Problem
The lines to copy are those in the records below that hold the word "NewMock".

--- Data for this exercise ---

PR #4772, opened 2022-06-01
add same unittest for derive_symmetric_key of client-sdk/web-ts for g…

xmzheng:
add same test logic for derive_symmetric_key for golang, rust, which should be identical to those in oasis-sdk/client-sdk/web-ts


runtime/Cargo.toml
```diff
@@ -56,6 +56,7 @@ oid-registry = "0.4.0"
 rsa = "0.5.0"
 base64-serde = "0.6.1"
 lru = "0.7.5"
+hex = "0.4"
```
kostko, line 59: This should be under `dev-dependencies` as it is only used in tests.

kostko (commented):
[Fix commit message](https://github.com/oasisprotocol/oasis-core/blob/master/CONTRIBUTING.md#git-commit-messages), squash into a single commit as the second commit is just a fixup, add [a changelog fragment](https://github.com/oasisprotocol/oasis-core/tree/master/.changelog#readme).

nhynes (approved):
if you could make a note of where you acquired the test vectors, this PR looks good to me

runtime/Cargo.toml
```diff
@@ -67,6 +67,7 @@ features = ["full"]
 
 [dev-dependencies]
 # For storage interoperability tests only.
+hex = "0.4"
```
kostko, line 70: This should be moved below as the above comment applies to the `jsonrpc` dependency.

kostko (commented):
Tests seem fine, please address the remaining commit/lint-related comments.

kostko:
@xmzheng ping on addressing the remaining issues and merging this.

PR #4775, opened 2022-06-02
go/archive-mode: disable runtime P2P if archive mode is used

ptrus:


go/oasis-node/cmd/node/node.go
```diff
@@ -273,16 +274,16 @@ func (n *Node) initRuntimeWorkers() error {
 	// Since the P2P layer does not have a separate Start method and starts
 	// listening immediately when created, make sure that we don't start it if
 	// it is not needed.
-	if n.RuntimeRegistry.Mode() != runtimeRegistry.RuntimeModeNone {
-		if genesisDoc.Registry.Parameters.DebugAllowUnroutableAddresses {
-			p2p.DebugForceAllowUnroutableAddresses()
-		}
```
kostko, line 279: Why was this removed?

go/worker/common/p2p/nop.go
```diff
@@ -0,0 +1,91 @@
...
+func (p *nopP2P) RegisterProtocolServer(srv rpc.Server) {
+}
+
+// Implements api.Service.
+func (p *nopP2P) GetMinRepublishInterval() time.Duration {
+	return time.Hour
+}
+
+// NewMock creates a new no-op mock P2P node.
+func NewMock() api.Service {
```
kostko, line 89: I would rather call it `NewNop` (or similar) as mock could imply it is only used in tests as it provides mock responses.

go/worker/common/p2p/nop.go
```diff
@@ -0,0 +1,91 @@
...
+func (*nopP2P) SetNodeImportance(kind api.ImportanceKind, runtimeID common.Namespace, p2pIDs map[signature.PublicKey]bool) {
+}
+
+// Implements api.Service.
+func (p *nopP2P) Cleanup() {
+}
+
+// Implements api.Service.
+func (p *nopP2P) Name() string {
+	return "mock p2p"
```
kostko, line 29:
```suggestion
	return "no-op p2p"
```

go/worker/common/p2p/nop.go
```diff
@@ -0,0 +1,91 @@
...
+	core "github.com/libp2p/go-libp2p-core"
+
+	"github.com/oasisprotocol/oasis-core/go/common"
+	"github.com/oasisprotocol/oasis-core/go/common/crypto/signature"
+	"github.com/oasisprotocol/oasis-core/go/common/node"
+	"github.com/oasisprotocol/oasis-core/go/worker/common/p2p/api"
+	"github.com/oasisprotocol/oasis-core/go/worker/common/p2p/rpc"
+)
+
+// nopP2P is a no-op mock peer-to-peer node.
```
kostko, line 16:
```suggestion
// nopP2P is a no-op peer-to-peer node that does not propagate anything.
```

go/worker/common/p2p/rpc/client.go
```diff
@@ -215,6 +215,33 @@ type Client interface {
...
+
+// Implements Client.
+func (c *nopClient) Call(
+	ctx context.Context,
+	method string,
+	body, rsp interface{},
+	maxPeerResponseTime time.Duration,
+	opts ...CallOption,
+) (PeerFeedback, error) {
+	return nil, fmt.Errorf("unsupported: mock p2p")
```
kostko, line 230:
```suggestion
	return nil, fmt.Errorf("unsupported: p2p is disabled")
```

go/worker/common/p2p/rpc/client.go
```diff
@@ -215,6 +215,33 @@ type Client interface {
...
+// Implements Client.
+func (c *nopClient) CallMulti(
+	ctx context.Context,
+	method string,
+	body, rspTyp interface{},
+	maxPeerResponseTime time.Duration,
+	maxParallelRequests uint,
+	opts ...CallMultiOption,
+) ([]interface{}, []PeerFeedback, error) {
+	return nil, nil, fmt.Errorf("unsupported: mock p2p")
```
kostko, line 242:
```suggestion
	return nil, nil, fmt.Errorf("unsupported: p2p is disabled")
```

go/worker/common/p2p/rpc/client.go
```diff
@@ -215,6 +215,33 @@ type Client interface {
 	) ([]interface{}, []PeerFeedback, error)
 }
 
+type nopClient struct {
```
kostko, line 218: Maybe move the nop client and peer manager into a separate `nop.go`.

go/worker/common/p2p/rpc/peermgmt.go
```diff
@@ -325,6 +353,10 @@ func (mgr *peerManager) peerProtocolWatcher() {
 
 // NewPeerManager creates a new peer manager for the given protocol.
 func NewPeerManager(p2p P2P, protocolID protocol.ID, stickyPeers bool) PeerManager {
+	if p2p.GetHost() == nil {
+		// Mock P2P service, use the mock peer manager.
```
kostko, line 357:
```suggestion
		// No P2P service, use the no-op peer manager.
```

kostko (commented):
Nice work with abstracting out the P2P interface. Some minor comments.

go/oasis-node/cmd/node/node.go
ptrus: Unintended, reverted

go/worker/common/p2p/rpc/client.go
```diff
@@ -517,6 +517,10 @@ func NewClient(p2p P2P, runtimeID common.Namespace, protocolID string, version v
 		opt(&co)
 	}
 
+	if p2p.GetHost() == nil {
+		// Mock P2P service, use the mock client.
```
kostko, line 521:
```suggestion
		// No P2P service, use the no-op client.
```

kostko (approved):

---

Response to the exercise
+// NewMock creates a new no-op mock P2P node.
+func NewMock() api.Service {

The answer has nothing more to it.